_Data in this exercise_

Issue #924, opened 2025-05-21
Failure to handle dns.exception.Timeout can cause dns timeout and subsequently lead to hook failure


zhhuabj:
A customer got an intermittent alert in the juju status output related to cinder-volume units with the update-status hook failure. The following unit-cinder-volume-1.log shows that the issue was caused by a dns timeout.

```
2024-09-25 17:16:32 WARNING unit.cinder-volume/1.update-status logger.go:60 ERROR no relation id specified
2024-09-25 17:16:37 WARNING unit.cinder-volume/1.update-status logger.go:60 Traceback (most recent call last):
......
2024-09-25 17:16:37 WARNING unit.cinder-volume/1.update-status logger.go:60 dns.exception.Timeout: The dns operation timed out after 5.4017493724823 seconds
```

My guess is that the dns.exception.Timeout exception was previously unhandled , which may have led to performance degradation in the cinder-volume units. This could have resulted in timeout problems when using the default value resolv.lifetime=5.

PR #925, opened 2025-05-23
catch dns.exception.Timeout to prevent hook failure

zhhuabj:
Avoid unhandled dns.exception.Timeout which were causing intermittent update-status hook failures in cinder-volume units. Now we log a warning and return None, improving robustness without increasing dns timeout.

Closes: #924

### DIFF
--- a/charmhelpers/contrib/network/ip.py
+++ b/charmhelpers/contrib/network/ip.py
@@ -469,8 +469,20 @@ def ns_query(address):
         return None
 
     try:
-        answers = dns.resolver.query(address, rtype)
+        resolv = dns.resolver.Resolver()
+        # The dnspython library sets a default DNS query lifetime of 5.0 seconds,
+        # as defined in BaseResolver.reset() (see https://github.com/rthalley/
+        # dnspython/blob/7ed1648b/dns/resolver.py#L709, commit 7ed1648b).
+        resolv.lifetime = config('dns-query-timeout') or 5.0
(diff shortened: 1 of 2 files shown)


charmhelpers/contrib/network/ip.py
```diff
@@ -469,9 +469,15 @@ def ns_query(address):
         return None
 
     try:
-        answers = dns.resolver.query(address, rtype)
+        resolv = dns.resolver.Resolver()
+        resolv.lifetime = config('dns-query-timeout') or 5.0
+        answers = resolv.query(address, rtype)
     except (dns.resolver.NXDOMAIN, dns.resolver.NoNameservers):
         return None
+    except (dns.exception.Timeout):
```
dosaboy, line 477: no need for brackets - only need if catching more than one exception

dosaboy (commented):
looks good, just one nit

dosaboy (approved):
lgtm

charmhelpers/contrib/network/ip.py
```diff
@@ -469,9 +469,18 @@ def ns_query(address):
         return None
 
     try:
-        answers = dns.resolver.query(address, rtype)
+        resolv = dns.resolver.Resolver()
```
dosaboy, line 472: While im confident that 5 seconds is the default dns timeout in Ubuntu I think this needs a comment to say that and if possible how this can be asserted.

dosaboy (approved):
lgtm

PR #927, opened 2025-05-28
Allow non-dynamic addresses for ipv6 relation_ips

wolsen:
When looking for relation IP addresses, the current code filters for only dynamic addresses. This doesn't work on MAAS where it assigns fixed-address6 for the dhcpd6 configuration - e.g.

```
host 5c-ed-8c-e8-d5-b4 {
   #
   # Node DHCP snippets
   #
   # No DHCP snippets defined for host

   hardware ethernet 5c:ed:8c:e8:d5:b4;
   fixed-address6 fc00:1:1::2;
}
```

This causes the local node to not have the address as dynamic. Change the default option to set dynamic_only=False

### DIFF
--- a/charmhelpers/contrib/network/ip.py
+++ b/charmhelpers/contrib/network/ip.py
@@ -620,7 +620,7 @@ def get_relation_ip(interface, cidr_network=None):
         # Currently IPv6 has priority, eventually we want IPv6 to just be
         # another network space.
         assert_charm_supports_ipv6()
-        return get_ipv6_addr()[0]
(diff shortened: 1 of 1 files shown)


freyes (approved):
We discussed this change in length, we considered what possible use causes the original author had in mind to leave non-dynamic addresses out, we couldn't come up with a good reason in how things are today (e.g. how current MAAS configures ip addresses).

So we will be changing the filtering, and backporting this to stable releases since we believe this is the desired behavior.

PR #933, opened 2025-06-02
Skip netaddr call if address is None

MylesJP:
A change was introduced to netaddr that no longer allows a None-type object to be passed to the IP parsing functions. This PR allows the netaddr call to be skipped if no IP address is provided. See bug report:

https://bugs.launchpad.net/ubuntu/+source/python-netaddr/+bug/2112346

### DIFF
--- a/charmhelpers/contrib/network/ip.py
+++ b/charmhelpers/contrib/network/ip.py
@@ -137,7 +137,10 @@ def is_ipv6(address):
     if not address:
         return False
     try:
-        address = netaddr.IPAddress(address)
+        if address:
+            address = netaddr.IPAddress(address)
+        else:
+            return False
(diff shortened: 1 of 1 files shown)


charmhelpers/contrib/network/ip.py
```diff
@@ -137,7 +137,10 @@ def is_ipv6(address):
     if not address:
         return False
     try:
-        address = netaddr.IPAddress(address)
+        if address:
```
gboutry, line 140: Is that not covered by the check at L137?

gboutry (changes requested):
Isn't https://github.com/juju/charm-helpers/pull/921 enough to fix your issue?

That was never synced to the charms themselves, but on locally built charm, I remember it did fix that particular issue.

PR #956, opened 2026-04-08
Add the ability to specify PCI address in dpdk-bond-mappings.

PanosKostopoulos:
Since mac addresses change often in deployment, an option for specifying PCI address is very useful.

### DIFF
--- a/charmhelpers/contrib/openstack/context.py
+++ b/charmhelpers/contrib/openstack/context.py
@@ -2678,6 +2678,56 @@ def resolve_pci_from_mapping_config(config_key):
 
     return resolved_devices
 
+def is_pci_address(value):
+    parts = value.split(':')
+
+    # Expected: 0000:3b:00.0
+    if len(parts) != 3:
+        return False
+
+    last = parts[-1]
+
+    if '.' not in last:
+        return False
+
+    slot, function = last.split('.', 1)
+
+    return (
+        len(parts[0]) == 4 and
+        len(parts[1]) == 2 and
+        len(slot) == 2 and
+        len(function) == 1
+    )
+
+
+def is_mac_address(value):
+    parts = value.split(':')
+
+    # Expected: aa:bb:cc:dd:ee:ff
+    return len(parts) == 6 and all(len(part) == 2 for part in parts)
+
+def split_ports(mapping):
+    """Split a map of mixed bond-pci, bond-mac elements into two.
+    :returns mac-ifname bond map, pci bond map
+    :returns: Dict,Dict
+    """
+    pci = {}
+    macs = {}
+    names = {}
+
+    for port, bond in mapping.items():
+        if is_pci_address(port):
+            pci[port] = bond
+        elif is_mac_address(port):
+            macs[port] = bond
+        else:
+            names[port] = bond
+
+    return names, macs, pci
+
+def build_mapping_string(mapping):
+    """ Create dpdk-bond-mappings config option string from port, bond map."""
+    return ' '.join(f"{bond}:{port}" for port, bond in mapping.items())
 
 class DPDKDeviceContext(OSContextGenerator):
 
@@ -2706,8 +2756,14 @@ class DPDKDeviceContext(OSContextGenerator):
             return {}
         # Resolve PCI devices for both directly used devices (_bridges)
         # and devices for use in dpdk bonds (_bonds)
+        data_port_mappings = parse_data_port_mappings(config(self.bonds_key))
+        ifname_bonds, mac_bonds, pci_bonds = split_ports(data_port_mappings)
+
+        updated_bonds_key = build_mapping_string(ifname_bonds | mac_bonds)
+
         pci_devices = resolve_pci_from_mapping_config(self.bridges_key)
-        pci_devices.update(resolve_pci_from_mapping_config(self.bonds_key))
+        pci_devices.update(pci_bonds)
+        pci_devices.update(resolve_pci_from_mapping_config(updated_bonds_key))
         return {'devices': pci_devices,
                 'driver': driver}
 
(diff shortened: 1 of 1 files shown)


charmhelpers/contrib/openstack/context.py
```diff
@@ -2660,24 +2660,28 @@ def resolve_pci_from_mapping_config(config_key):
...
-            db.set(mac, pcidev.pci_address)
-            db.flush()
-
-        pci_address = db.get(mac)
-        if pci_address:
-            resolved_devices[pci_address] = EntityMac(entity, mac)
-
-    return resolved_devices
-
+    PCI_REGEX = r'^([0-9a-fA-F]{4}:)?[0-9a-fA-F]{2}:[0-9a-fA-F]{2}\.[0-7]$'
```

_Try it_
All lines from the beginning of the listing through the one with "BaseResolver.reset() (see https://github.com/rthalley/" are to be restated word for word, and only those.

_Solution for this exercise_
Issue #924, opened 2025-05-21
Failure to handle dns.exception.Timeout can cause dns timeout and subsequently lead to hook failure


zhhuabj:
A customer got an intermittent alert in the juju status output related to cinder-volume units with the update-status hook failure. The following unit-cinder-volume-1.log shows that the issue was caused by a dns timeout.

```
2024-09-25 17:16:32 WARNING unit.cinder-volume/1.update-status logger.go:60 ERROR no relation id specified
2024-09-25 17:16:37 WARNING unit.cinder-volume/1.update-status logger.go:60 Traceback (most recent call last):
......
2024-09-25 17:16:37 WARNING unit.cinder-volume/1.update-status logger.go:60 dns.exception.Timeout: The dns operation timed out after 5.4017493724823 seconds
```

My guess is that the dns.exception.Timeout exception was previously unhandled , which may have led to performance degradation in the cinder-volume units. This could have resulted in timeout problems when using the default value resolv.lifetime=5.

PR #925, opened 2025-05-23
catch dns.exception.Timeout to prevent hook failure

zhhuabj:
Avoid unhandled dns.exception.Timeout which were causing intermittent update-status hook failures in cinder-volume units. Now we log a warning and return None, improving robustness without increasing dns timeout.

Closes: #924

### DIFF
--- a/charmhelpers/contrib/network/ip.py
+++ b/charmhelpers/contrib/network/ip.py
@@ -469,8 +469,20 @@ def ns_query(address):
         return None
 
     try:
-        answers = dns.resolver.query(address, rtype)
+        resolv = dns.resolver.Resolver()
+        # The dnspython library sets a default DNS query lifetime of 5.0 seconds,
+        # as defined in BaseResolver.reset() (see https://github.com/rthalley/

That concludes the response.